- TASK INSTRUCTIONS
From the entries that follow, reproduce exactly and only the lines from the line with "PR #1414, opened 2024-02-19" to the line with "Updated to remove", endpoints included.

::::

PR #1404, opened 2024-02-13
Add deprecation warning for abstract circuits

### LINKED ISSUE #1403: Issue warning about abstract circuit change

We are going to drop support for abstract circuits in 2 weeks. Therefore we need to inform the users about this change asap.

**Acceptance criteria**

If a user passes abstract circuits to the primitives, both v1 and v2, issue a deprecation warning: 

`
Circuits that do not match the target hardware definition will no longer be supported after March 1, 2024. 
See the transpilation documentation (https://docs.quantum.ibm.com/transpile) for instructions to transform circuits and the primitive examples (https://docs.quantum.ibm.com/run/primitives-examples) to see this coupled with operator transformations.
`

kt474:
### Details and comments
Fixes #1403


jyu00 (approved):
Thanks for making the update so quickly!

Issue #1354, opened 2024-01-31
Encoding/decoding does not work for `np.array(0, dtype=object)`


mberna:
**Describe the bug**
An error occurs when encoding the object mentioned in the title and then decoding the resulting string.
`TypeError: argument should be a bytes-like object or ASCII string, not 'int'`

**Steps to reproduce**

```python
obj = {"ndarray": np.array(0, dtype=object)}
encoded = json.dumps(obj, cls=RuntimeEncoder)
self.assertIsInstance(encoded, str)
decoded = json.loads(encoded, cls=RuntimeDecoder)
```

**Expected behavior**
Object is properly enconded/decoded.

**Additional Information**
Might be a good idea to add a (sub) test case here: https://github.com/Qiskit/qiskit-ibm-runtime/blob/6c2cf0e71b1273923086845d4383dc00cfa559f6/test/unit/test_data_serialization.py#L159-L163

- **qiskit-ibm-runtime version**: 0.18.0
- **Python version**: 3.11
- **Operating system**: MacOS

PR #1407, opened 2024-02-15
Convert the observables to a list when encoding

mberna:
### Summary
Avoid converting observables to numpy arrays because https://github.com/Qiskit/qiskit-ibm-runtime/issues/1354 hasn't been fixed yet.

Using `.tolist` as a temporary replacement.


chriseclectic (approved):
Since its always an object array this probably makes little difference to the serialized file size.

It might be good to add a couple of Encoder/Decoder tests for these edge cases  like shape () observable, where you check you can round trip via something like
```
encoded = Encoder.dumps(input_pub)
decoded = Decoder.loads(encoded)
decoded_pub = EstimatorPub.coerce(decoded)
# check input_pub equiv to decoded_pub
```

PR #1414, opened 2024-02-19
Update ISA validation

jyu00:
### Summary

Update ISA circuit validation:
- Allow circuits without `layout`. This applies to manually built ISA circuits and backends that  don't have connectivity constraints (e.g. simulators)
- Verify the circuit has the same number of qubits as the target system
- Allow pulse gates


kt474 (approved):

qiskit_ibm_runtime/utils/utils.py
```diff
@@ -29,38 +29,40 @@
...
     Args:
         circuit: A single QuantumCircuit
-        target: A Qiskit Target
+        backend: The target backend.
+
     Returns:
         Boolean True if the circuit is an ISA circuit
     """
-    if circuit.layout is None:
+    if backend.coupling_map and circuit.layout is None:
```
mtreinish, line 47: I would probably just remove this check. Having the `layout` attribute set isn't hard requirement to run the circuit. Like you could manually build a hardware aware circuit and directly submit it and it would otherwise be completely valid to run right?

jyu00:
Putting this on hold while we discuss if we want to force users to call `transpile()` to explicitly state their intent, or just assume virtual indexes match physical indexes if layout is not given.

jyu00:
Updated to remove check of `layout` and add check of `num_qubits`. Also made the message more explicit.

blakejohnson (approved):

PR #1422, opened 2024-02-23
Add initial qiskit-neko CI job

mtreinish:
### Summary

In Qiskit/qiskit-neko#41 we're updating the default simulator backend plugin used by qiskit-neko to rely on the fake backends provider in the qiskit-ibm-runtime project. A key aspect of qiskit-neko is the reciprocity of testing to maintain compatibility in the qiskit ecosystem (see:
https://github.com/Qiskit/qiskit-neko?tab=readme-ov-file#downstream-usage-in-testing) so to ensure this is maintainable and the interface remains compatible for every project using neko this commit adds a corresponding job to exercise the qiskit-ibm-runtime usage in the tests. However, this is blocked until after Qiskit/qiskit-neko#41 merges as that is needed to fix the test suite. A followup will be needed to add a backend selection to the action configuration so that we can actually use a fake backend.

A longer term step we should investigate is adding a qiskit-neko plugin to the repo which would enable using qiskit-ibm-runtime's backends and primitives directly for integration testing with real backends. But that is much longer term and isn't part of this commit.

### Details and comments


kt474 (approved):

ElePT:
The current neko failure is dues to an incompatibility in `qiskit_algorithms` with `scipy>=1.14`, the bug was fixed in main (https://github.com/qiskit-community/qiskit-algorithms/commit/3fb69b3051f39602b1e4c3f0229a849a2ff6b8e4), but neko is pulling the latest released version which doesn't include the fix. I can do a patch release of algorithms, but given the current level of maintenance of the repo, it might make sense considering installing the package from source when running neko.

ElePT (commented):
The current neko failure is dues to an incompatibility in `qiskit_algorithms` with `scipy>=1.14`, the bug was fixed in main (https://github.com/qiskit-community/qiskit-algorithms/commit/3fb69b3051f39602b1e4c3f0229a849a2ff6b8e4), but neko is pulling the latest released version which doesn't include the fix. I can do a patch release of algorithms, but given the current level of maintenance of the repo, it might make sense considering installing the package from source when running neko.

PR #1423, opened 2024-02-23
Upgrade to qiskit 1.0

mberna:
### Summary
Move away from the release candidate and require `qiskit>=1.0.0`.


kt474:
Version should be updated here https://github.com/Qiskit/qiskit-ibm-runtime/blob/experimental-0.2/setup.py#L30 as well

Issue #1416, opened 2024-02-20
Make backend required for cloud channel


jyu00:
**What is the expected feature or enhancement?**

Soon primitives will no longer support abstract circuits, and as a result of that `backend` can no longer be optional when calling primitives. 

**Acceptance criteria**

- [x] Issue a warning that `backend` will soon be required when calling Sampler, Estimator, Session, and Batch (#1425). 
- [ ] Make `backend` required after the 3 months deprecation period

PR #1425, opened 2024-02-23
Add warning if no backend provided on cloud channel

kt474:
### Details and comments
Fixes part of #1416

### DIFF
--- a/qiskit_ibm_runtime/session.py
+++ b/qiskit_ibm_runtime/session.py
@@ -12,6 +12,7 @@
 
 """Qiskit Runtime flexible session."""
 
+import warnings
 from typing import Dict, Optional, Type, Union, Callable, Any
 from types import TracebackType
 from functools import wraps
@@ -112,8 +113,15 @@ class Session:
         else:
             self._service = service
 
-        if self._service.channel == "ibm_quantum" and not backend:
-            raise ValueError('"backend" is required for ``ibm_quantum`` channel.')
+        if not backend:
+            if self._service.channel == "ibm_quantum":
+                raise ValueError('"backend" is required for ``ibm_quantum`` channel.')
+            warnings.warn(
+                "In a future release no sooner than 3 months after the release date of "
+                "qiskit-ibm-runtime version 0.21.0, "
+                "``backend`` will no longer be optional when using primitives. "
+                "Please provide a backend."
+            )
 
         self._instance = None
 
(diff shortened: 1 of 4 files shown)


qiskit_ibm_runtime/session.py
```diff
@@ -112,8 +113,15 @@ def __init__(
...
-            raise ValueError('"backend" is required for ``ibm_quantum`` channel.')
+        if not backend:
+            if self._service.channel == "ibm_quantum":
+                raise ValueError('"backend" is required for ``ibm_quantum`` channel.')
+            warnings.warn(
+                "In a future release no sooner than 3 months after the release date of "
+                "qiskit-ibm-runtime version 0.21.0, "
+                "``backend`` will no longer be optional when using primitives. "
+                "Please provide a backend."
+            )
```
jyu00, line 124: Why not use the `issue_deprecation_msg()` so the format is consistent and sets the right type.

jyu00 (changes requested):
The same check needs to apply to `BasePrimitive` as well.

qiskit_ibm_runtime/session.py
kt474: I didn't think the wording in `issue_deprecation_msg()` fit well here 

```f"and will be removed no sooner than {period} after the release date. {remedy}"``` 

I can update the message to more closely match that format and also set it as `DeprecationWarning`

File: releasenotes/notes/require-cloud-backend-38a74144347c735d.yaml [hunk 2]
```diff
@@ -0,0 +1,6 @@
+---
+deprecations:
+  - |
+    In a future release, ``backend`` will be a required parameter for :class:`qiskit_ibm_runtime.Sampler`, 
+    :class:`qiskit_ibm_runtime.Estimator`, :class:`qiskit_ibm_runtime.Session` and 
+    :class:`qiskit_ibm_runtime.Batch` when using the ``ibm_cloud`` channel.
```
jyu00, line 6: We should be more explicit that `backend` is only required if `session` is not specified. 

```suggestion
    In a future release, ``backend`` will be a required parameter for :class:`qiskit_ibm_runtime.Sampler`, and
    :class:`qiskit_ibm_runtime.Estimator` if ``session`` is not specified,
    even when using the ``ibm_cloud`` channel. 
    
    It will also be a required parameter for 
    :class:`qiskit_ibm_runtime.Session` and 
    :class:`qiskit_ibm_runtime.Batch`.
```

jyu00 (approved):
1 comment but otherwise looks good

PR #1427, opened 2024-02-24
Remove unused classes from encoder

mberna:
### Details and comments
Fixes #


kt474 (approved):
Looks like `test_bit_array` and `test_data_bin` also need to be removed

jyu00:
But if we don't put the encoder and decoder together, how do we make sure they are aligned?

PR #1431, opened 2024-02-27
Use sphinx.ext.linkcode for more precise source code links

melechlapson:
### Summary
This addresses https://github.com/Qiskit/documentation/issues/517 by switching out the sphinx.ext.viewcode for the sphinx.ext.linkcode extension which allows our GitHub links in the documentation to be linked to the specific lines of code, not just the file. This was tested successfully in https://github.com/Qiskit/qiskit_sphinx_theme/pull/589 and in the qiskit repo in https://github.com/Qiskit/qiskit/pull/11851 and now we want to implement it in the runtime repo.

The API generation script at Qiskit/documentation already knows how to handle sphinx.ext.linkcode.

Example links from this PR:

https://github.com/Qiskit/qiskit-ibm-runtime/tree/main/qiskit_ibm_runtime/fake_provider/backends/armonk/fake_armonk.py#L21-L33

https://github.com/Qiskit/qiskit-ibm-runtime/tree/main/qiskit_ibm_runtime/fake_provider/fake_backend.py#L269-L282

PR #1439, opened 2024-02-28
Update deprecated actions in workflows 

melechlapson:
### Summary
In recent PRs including my PR https://github.com/Qiskit/qiskit-ibm-runtime/pull/1431, the CI has been throwing several errors due to old versions of actions that are using node12 or node16 instead of node20. I updated the actions to use the latest versions which should eliminate the CI warnings.


Eric-Arellano (approved):
Thank you 🙌

PR #1443, opened 2024-02-28
Handle control flow instructions in Target generation

mtreinish:
### Summary

This commit updates the convert_to_target() function that is used to convert the API response objects used to describe a backend and generate a Qiskit Target object from that to properly handle control flow instructions. The supported control flow instructions are listed in the `supported_instructions` field of the configuration payload. [1] This commit updates the logic to look for the presence of known control flow instruction names in that field and add them as appropriate to the target as global variadic instructions to indicate to Qiskit's transpiler and other Target object users that the backend supports the instructions.

[1] https://github.com/Qiskit/ibm-quantum-schemas/blob/0231221082ec722cc31db09c0b41a25f441ac338/schemas/backend_configuration_schema.json#L165-L170

### Details and comments


jyu00 (approved):
Thanks @mtreinish!

PR #1347, opened 2024-01-29
Support Python 3.12

kt474:
### Details and comments
Fixes #1345

PR #1449, opened 2024-02-29
Migrate from `pkg_resources` to `importlib.metadata`

garrison:
### Summary

Migrate from `pkg_resources` to `importlib.metadata` to improve Python 3.12 support

### Details and comments
PR #1347 added `setuptools` to `requirements-dev.txt` in an effort to make `qiskit-ibm-runtime` work with Python 3.12.  However, `qiskit_ibm_runtime/api/session.py` actually imports `pkg_resources`, which is provided by setuptools, so really setuptools should have been added to [`REQUIREMENTS`](https://github.com/Qiskit/qiskit-ibm-runtime/blob/e152d122782959a04ebf2330f776d4c4e309ad14/setup.py#L21) in `setup.py` so that it is installed automatically for any downstream users of Qiskit Runtime, too.

Better yet, however, is to drop this explicit dependency on setuptools, since [`pkg_resources` is deprecated](https://setuptools.pypa.io/en/latest/pkg_resources.html) in favor of `importlib`.  Hence, this PR migrates from `pkg_resources` to `importlib.metadata` (there are a few more words about this [here](https://github.com/googleapis/python-api-core/issues/27#issuecomment-676563754)).

My investigation into this was prompted by us trying to add Python 3.12 support to the circuit-knitting-toolbox (https://github.com/Qiskit-Extensions/circuit-knitting-toolbox/pull/429), and me then seeing CI errors prompted by `qiskit-ibm-runtime`'s importing of `pkg_resources`.


kt474 (approved):
Thank you @garrison!

PR #1450, opened 2024-02-29
[WIP] Add RuntimeJobV2 class

### LINKED ISSUE #1352: Switch to using BasePrimitiveJob for v2 primitives

kt474:
### Details and comments
Fixes #1352

### DIFF
--- a/qiskit_ibm_runtime/estimator.py
+++ b/qiskit_ibm_runtime/estimator.py
@@ -24,8 +24,8 @@ from qiskit.primitives import BaseEstimator
 from qiskit.primitives.base import BaseEstimatorV2
 from qiskit.primitives.containers import EstimatorPubLike
 from qiskit.primitives.containers.estimator_pub import EstimatorPub
-
 from .runtime_job import RuntimeJob
+from .runtime_jobV2 import RuntimeJobV2
 from .ibm_backend import IBMBackend
 from .options import Options
 from .options.estimator_options import EstimatorOptions
@@ -132,7 +132,7 @@ class EstimatorV2(BasePrimitiveV2[EstimatorOptions], Estimator, BaseEstimatorV2)
 
     def run(
         self, pubs: Iterable[EstimatorPubLike], *, precision: float | None = None
-    ) -> RuntimeJob:
+    ) -> RuntimeJobV2:
         """Submit a request to the estimator primitive.
 
         Args:
--- a/qiskit_ibm_runtime/__init__.py
+++ b/qiskit_ibm_runtime/__init__.py
@@ -180,6 +180,7 @@ import warnings
 from .qiskit_runtime_service import QiskitRuntimeService
 from .ibm_backend import IBMBackend
 from .runtime_job import RuntimeJob
+from .runtime_jobV2 import RuntimeJobV2
 from .runtime_options import RuntimeOptions
 from .utils.json import RuntimeEncoder, RuntimeDecoder
 from .session import Session  # pylint: disable=cyclic-import
--- a/qiskit_ibm_runtime/base_primitive.py
+++ b/qiskit_ibm_runtime/base_primitive.py
@@ -30,6 +30,7 @@ from .options import Options
 from .options.options import BaseOptions, OptionsV2
 from .options.utils import merge_options, set_default_error_levels
 from .runtime_job import RuntimeJob
+from .runtime_jobV2 import RuntimeJobV2
 from .ibm_backend import IBMBackend
 from .utils.default_session import get_cm_session
 from .utils.utils import validate_isa_circuits
@@ -120,7 +121,7 @@ class BasePrimitiveV2(ABC, Generic[OptionsT]):
                     "A backend or session must be specified when not using ibm_cloud channel."
                 )
 
-    def _run(self, pubs: Union[list[EstimatorPub], list[SamplerPub]]) -> RuntimeJob:
+    def _run(self, pubs: Union[list[EstimatorPub], list[SamplerPub]]) -> RuntimeJobV2:
         """Run the primitive.
 
         Args:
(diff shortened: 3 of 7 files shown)


qiskit_ibm_runtime/job_status.py
```diff
@@ -0,0 +1,37 @@
...
+# Any modifications or derivative works of this code must retain this
+# copyright notice, and modified files need to carry a notice indicating
+# that they have been altered from the originals.
+
+"""This module defines an enumerated type for the state of primitive jobs"""
+
+import enum
+
+
+class JobStatus(enum.Enum):
```
jyu00, line 18: If you use an enum for job status, and we introduce a new status, wouldn't that break downlevel providers?

kt474: Should strings be returned instead? As mentioned in https://github.com/Qiskit/qiskit/issues/11541

qiskit_ibm_runtime/runtime_job_v2.py
```diff
@@ -0,0 +1,788 @@
...
+
+        result_raw = self._download_external_result(
+            self._api_client.job_results(job_id=self.job_id())
+        )
+        # TODO: Remove getting/setting version once it's in result metadata
+        if _decoder.__name__ == EstimatorResultDecoder.__name__:
+            if not self._version:
+                self._version = self.inputs.get("version", 1)
+
+        return _decoder.decode(result_raw) if result_raw else None  # type: ignore
```
kt474, line 253: I don't see the version in the result metadata, but removed the `version_param` object because it's not accepted by `estimator_result_decoder` anymore

qiskit_ibm_runtime/runtime_job_v2.py
```diff
@@ -0,0 +1,788 @@
...
+API_TO_JOB_STATUS: Dict[str, JobStatus] = {
+    "QUEUED": "QUEUED",
+    "RUNNING": "RUNNING",
+    "COMPLETED": "DONE",
+    "FAILED": "ERROR",
+    "CANCELLED": "CANCELLED",
+}
+
+
+class RuntimeJobV2(BasePrimitiveJob):
```
jyu00, line 67: Instead of duplicating all the same methods, why not just create a `BaseRuntimeJob` that has all the common method. Then `RuntimeJobV2` can inherit from both `BaseRuntimeJob` and `BasePrimitiveJob`.

qiskit_ibm_runtime/runtime_job_v2.py
```diff
@@ -0,0 +1,408 @@
...
+API_TO_JOB_STATUS: Dict[str, JobStatus] = {
+    "QUEUED": "QUEUED",
+    "RUNNING": "RUNNING",
+    "COMPLETED": "DONE",
+    "FAILED": "ERROR",
+    "CANCELLED": "CANCELLED",
+}
+
+
+class RuntimeJobV2(BasePrimitiveJob, BaseRuntimeJob):
```
jyu00, line 54: Similar to my previous comment, I think this should be 

```
class RuntimeJobV2(BasePrimitiveJob[PrimitiveResult][JobStatus], BaseRuntimeJob):
```

qiskit_ibm_runtime/runtime_job_v2.py
```diff
@@ -0,0 +1,408 @@
...
+
+        Returns:
+            Error message string or ``None``.
+        """
+        self._set_status_and_error_message()
+        return self._error_message
+
+    def _set_status_and_error_message(self) -> None:
+        """Fetch and set status and error message."""
+        if self._status not in JOB_FINAL_STATES:
```
jyu00, line 191: I don't think these methods need to be duplicated, especially since there are methods like `in_final_state()`

qiskit_ibm_runtime/estimator.py
```diff
@@ -132,7 +132,7 @@ def __init__(
 
     def run(
         self, pubs: Iterable[EstimatorPubLike], *, precision: float | None = None
-    ) -> RuntimeJob:
+    ) -> RuntimeJobV2:
```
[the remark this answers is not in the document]
kt474: mypy complains about this but I believe it is correct

`"RuntimeJobV2" expects no type arguments, but 1 given  [type-arg]`

qiskit_ibm_runtime/runtime_job_v2.py
kt474: If these status related methods are in `BaseRuntimeJob` instead, it makes things messier because `JOB_FINAL_STATES` is different, and all the statuses are strings instead of enums.

jyu00: But if the only difference is `JOB_FINAL_STATES`, and you're just checking if a status is in final state, can't you just call `if not self.in_final_state()` and have each child implement its own `in_final_state()` ?

qiskit_ibm_runtime/base_runtime_job.py
```diff
@@ -0,0 +1,463 @@
...
+        """
+        if self.errored():
+            self._error_message = self._error_msg_from_job_response(job_response)
+        else:
+            self._error_message = None
+
+    @abstractmethod
+    def _status_from_job_response(self, response: Dict) -> str:
+        """Returns the job status from an API response."""
+        return response["state"]["status"].upper()
```
kt474, line 266: Wasn't sure what the best way to handle this `_status_from_job_response` method was - I don't think it's best practice to make a private method abstract but it makes sense for the child classes to have to implement this method since the `API_TO_JOB_STATUS` is different

jyu00 (approved):
I think the 2 job classes can be consolidated a bit more, but we can do that later.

::::

- EXERCISE RESPONSE
PR #1414, opened 2024-02-19
Update ISA validation

jyu00:
### Summary

Update ISA circuit validation:
- Allow circuits without `layout`. This applies to manually built ISA circuits and backends that  don't have connectivity constraints (e.g. simulators)
- Verify the circuit has the same number of qubits as the target system
- Allow pulse gates


kt474 (approved):

qiskit_ibm_runtime/utils/utils.py
```diff
@@ -29,38 +29,40 @@
...
     Args:
         circuit: A single QuantumCircuit
-        target: A Qiskit Target
+        backend: The target backend.
+
     Returns:
         Boolean True if the circuit is an ISA circuit
     """
-    if circuit.layout is None:
+    if backend.coupling_map and circuit.layout is None:
```
mtreinish, line 47: I would probably just remove this check. Having the `layout` attribute set isn't hard requirement to run the circuit. Like you could manually build a hardware aware circuit and directly submit it and it would otherwise be completely valid to run right?

jyu00:
Putting this on hold while we discuss if we want to force users to call `transpile()` to explicitly state their intent, or just assume virtual indexes match physical indexes if layout is not given.

jyu00:
Updated to remove check of `layout` and add check of `num_qubits`. Also made the message more explicit.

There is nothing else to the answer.